Para mais informaçôes consultem o seguinte site:

http://www.prociv.pt/cnos/Pages/ListaFogos.aspx


----------



## 1337 (30 Jun 2011 às 19:14)

Chasing Thunder disse:


> Ponto de situação neste momento:
> 
> Existem 2 incêndios significativos em Portugal, um em Cantanhede ( Coimbra) e o outro em Ponte de Lima( Viana do Castelo).
> 
> ...



quanto ao de Ponte de Lima tirei uma foto..


----------



## Scan_Ferr (30 Jun 2011 às 19:37)

Penso que aqui em Ovar há incêndio algures!!


----------



## Chasing Thunder (30 Jun 2011 às 19:40)

Mais um, desta vez um reacendimento em Barcelos, mais propriamente L.Piadela, de realçar o de Cantanhede que têm 119 Bombeiros+ 5 da equipa de sapadores florestais e um heli bombardeiro pesado.


----------



## Gil_Algarvio (2 Jul 2011 às 23:03)

Tá a tocar a sirene dos bombeiros em Évora a chamar apoio para combate florestal...


----------



## Chasing Thunder (6 Jul 2011 às 16:49)

Neste momento está um incêndio significativo com duas frentes no distrito de santarém, concelho de Torres Novas, Local: Riachos-Boquilobo.


----------



## Geiras (13 Jul 2011 às 15:23)

Boas

Acabou de passar pela Quinta do Conde, dirigindo-se para a zona de Sesimbra um heli bombardeiro pesado mas com o balde vazio.
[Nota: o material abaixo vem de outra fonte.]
PR #310, opened 2018-09-13
User permissions in Spaces

pawelpabich:
Client side changes for user permissions


pawelpabich:
[User permissions API should be multi-scope](https://trello.com/c/4r2xkZDI/229-user-permissions-api-should-be-multi-scope)

PR #318, opened 2018-09-26
Push space specific implementation from client to repository

mayuanyang:
This PR has break changes
- We make OctopusRepository's constructor as private and use `Create` to initialize, that way we can do async, the reason behind is we want to load spaces the user can access during initialization.
- To make it a bit more consistent, we now keep `SpaceRootDocument` and `RootDocument` in the repository and deprecated the `RootDocument` from client.


source/Octopus.Client/IOctopusClient.cs
```diff
@@ -13,6 +13,8 @@ namespace Octopus.Client
     /// </summary>
     public interface IOctopusClient : IDisposable
     {
+        IOctopusRepository Repository { get; }
```
mayuanyang: Current `master` does not provide a pre-initialized `Repository` for handy, we add one here. This lines up with `IOctopusAsyncClient`

source/Octopus.Client/OctopusAsyncRepository.cs
```diff
@@ -134,5 +156,138 @@ public OctopusAsyncRepository(IOctopusAsyncClient client)
         public IWorkerRepository Workers { get; }
         public IScopedUserRoleRepository ScopedUserRoles { get; }
         public IUserPermissionsRepository UserPermissions { get; }
+
+        public async Task<IOctopusAsyncRepository> ForSpaceContext(string spaceId)
+        {
+            ValidateSpaceId(spaceId);
+            var spaceRoot = await LoadSpaceRootResource(Client, RootDocument, spaceId);
+            return new OctopusAsyncRepository(Client, RootDocument, spaceRoot, SpaceContext.SpecificSpace(spaceId));
```
mayuanyang: `RootDocument` is shared

source/Octopus.Client/IOctopusAsyncClient.cs
```diff
@@ -396,5 +354,7 @@ public interface IOctopusAsyncClient : IDisposable
         /// </summary>
         /// <returns></returns>
         Task SignOut();
+
+        bool IsAuthenticated { get; }
```
TomPeters: Why do we need this new public method where we didn't need it before?

source/Octopus.Client/IOctopusAsyncRepository.cs
```diff
@@ -9,60 +11,87 @@ namespace Octopus.Client
...
+        IServerStatusRepository ServerStatus { get; }
+        ISpaceRepository Spaces { get; }
+        IUserRepository Users { get; }
+        IUserRolesRepository UserRoles { get; }
+        /// <summary>
+        /// The client over which the repository is run.
+        /// </summary>
+        IOctopusAsyncClient Client { get; }
+        SpaceContext SpaceContext { get; }
+        Task<IOctopusAsyncRepository> ForSpaceContext(string spaceId);
```
TomPeters: BTW this method should just be named `ForSpace`... remove the word `Context` here

source/Octopus.Client/OctopusAsyncClient.cs
```diff
@@ -150,110 +144,39 @@ private static async Task<IOctopusAsyncClient> Create(OctopusServerEndpoint serv
...
-            {
-                RootResource = rootResource;
-                SpaceRootResource = spaceRootResource;
-            }
-
-            public RootResource RootResource { get; }
-            public SpaceRootResource SpaceRootResource { get; }
-        }
+        [Obsolete("This property is deprecated, please use the one from Repository instead")]
+        public RootResource RootDocument => Repository?.RootDocument;
```
TomPeters: I think this delegation should be the other way around - we store the root document on the client (deprecated), and the repository delegates to the root document on the client.

This way, if people are `new`ing up the client and repository manually (rather than doing `client.Repository`), then they can still access the root document on either the client or the repository. For those people that are `new`ing it up manually in existing code, they won't be doing `client.Repository = repository`

source/Octopus.Client/OctopusAsyncRepository.cs
TomPeters: It would be better to pass the root repository around instead of the root document. That way, if you refresh the root repository, this change will propagate to all linked child repositories.

source/Octopus.Client/OctopusAsyncClient.cs
```diff
@@ -150,110 +144,39 @@ private static async Task<IOctopusAsyncClient> Create(OctopusServerEndpoint serv
...
         {
-            var rootDocument = await Get<RootResource>(rootDocumentUri).ConfigureAwait(false);
-            var spaceRootDocument = await LoadSpaceRootResource(this, rootDocument);
-            RootDocuments = new RootResources(rootDocument, spaceRootDocument);
-            return rootDocument;
+            return await Repository.RefreshRootDocument();
         }
 
-        public async Task<IOctopusAsyncClient> ForSpace(string spaceId)
+        protected virtual Task<RootResource> EstablishSession()
```
TomPeters: Do you know why this guy is protected virtual? Looks pretty weird and this is a kind of breaking change.

TomPeters:
Now is probably a good time to get #team-integration involved before we do any more work on this

source/Octopus.Client/IOctopusAsyncClient.cs
mayuanyang: Previously the client only gets the RootDocument (which allows anonymous) from the server during initialization. We are now also getting user and the spaces he/she can access to which requires authentication,  https://github.com/OctopusDeploy/OctopusClients/pull/318/files#diff-1b64c49f341db495d9a8b5a38fc1903cR281

source/Octopus.Client/OctopusAsyncClient.cs
mayuanyang: Not too sure, I cannot find the usage of it, but I might not know enough

TomPeters:
This has been superseded by a number of other PRs. Spaces support is already fully implemented.

PR #319, opened 2018-09-28
Make the client work with ALL THE SERVERS

pawelpabich:
I would not call it a supported feature but it might give some of our biggest clients time to migrate all of their Octopus Servers to Spaces without having to use different version of the client with different versions of the server.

Não vejo fumo naquela direção.

Protecção Civil:


----------



## Mjhb (17 Jul 2011 às 21:35)

Hoje vi vários helis a passar por cima daqui, em direcção a Norte, onde se via bastante fumo, entre as 13:30h e as 16:00h.


----------



## Mjhb (19 Jul 2011 às 19:06)




----------



## Paulo H (19 Jul 2011 às 19:52)

Hoje em castelo branco, 2 linhas de incêndio com vários focos, mais ou menos à mesma hora, durante a tarde toda e não sei se não continuam.. Vêem-se helicópteros no combate às chamas.

1. 20-30km E/NE de castelo branco: À distância observam-se vários focos numa linha entre monsanto e idanha-a-nova.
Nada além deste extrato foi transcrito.